笠松宗右衛門家文書

目録種別
古文書(資料群)
資料群番号
K0020
資料群名
笠松宗右衛門家文書
地域(近世,行政村,現在)
大野郡大宮村,羽生村大宮,福井市大宮町(美山町)
資料の年代
1598年(慶長3)~1948年(昭和23)
資料目録件数
 
組織歴および履歴
大宮村は、足羽川の支流羽生川の中流域、美濃街道沿いに位置する。村高は354石余ではじめ福井藩領、1624年(寛永1)以降大野藩領であった。
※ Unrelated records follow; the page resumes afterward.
Issue #16, opened 2018-11-14
Dawn: Implement DoDrawRect


dj2:
Add support to Dawn engine for the DoDrawRect command.

PR #498, opened 2019-05-06
Add support for DoDrawRect in dawn backend

sarahM0:
- Implements #16 
- Add support for drawRect in Dawn backend
- Update kokoro build for Dawn to use a fixed old version while Dawn creators are refactoring their work
- Eliminated the need for module_for_typ_ state form EngineDawn by merging two functions
- Added a temporary Helper struct to EngineDawn
- struct Helper is used to create and initialize two dawn objects (RenderPassDescriptor and RenderPipelineDescriptor)


src/dawn/engine_dawn.cc
```diff
@@ -151,11 +152,20 @@ void HandleBufferMapCallback(DawnBufferMapAsyncStatus status,
   }
 }
 
+uint32_t Align(uint32_t value, size_t alignment) {
+  assert(alignment <= UINT32_MAX);
```
dj2: s/UINT32_MAX/std::numeric_limits<uint32_t>::max()/

src/dawn/engine_dawn.cc
```diff
@@ -151,11 +152,20 @@ void HandleBufferMapCallback(DawnBufferMapAsyncStatus status,
...
+}
+}  // namespace
+
 // Maps the given buffer.  Assumes the buffer has usage bit
-// dawn::BufferUsageBit::MapRead set.  Returns a MapResult structure, with the
-// status saved in the .result member and the host pointer to the mapped data
-// in the |.data| member. Mapping a buffer can fail if the context is lost, for
-// example. In the failure case, the .data member of the result will be null.
+// ::dawn::BufferUsageBit::MapRead set.  Returns a MapResult structure, with
+// the status saved in the .result member and the host pointer to the mapped
```
dj2: nit: Remove the . before member names and just have |result|

src/dawn/engine_dawn.cc
```diff
@@ -179,8 +189,253 @@ MapResult MapBuffer(const ::dawn::Device& device, const ::dawn::Buffer& buf) {
...
+
+  ::dawn::Extent3D copySize = {width, height, 1};
+
+  auto encoder = device.CreateCommandEncoder();
+  encoder.CopyTextureToBuffer(&textureCopyView, &bufferCopyView, &copySize);
+
+  auto commands = encoder.Finish();
+  auto queue = device.CreateQueue();
+  queue.Submit(1, &commands);
+
```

1851年(嘉永4)の人口463人、高持89、水役12であった。
笠松家は、代々宗右衛門(惣右衛門)、惣次郎(惣治郎、宗次郎)を名乗り、大野藩の郷組頭・大庄屋等を務めるとともに、大野藩主の大宮宿の本陣・問屋も務めた。
1874年(明治7)敦賀県第18大区3小区副戸長。92年から羽生村郵便局長。
資料群の概要
文書群は、おおむね(1)大宮村文書、(2)大野藩郷組頭文書、(3)問屋文書、(4)私家文書からなっている。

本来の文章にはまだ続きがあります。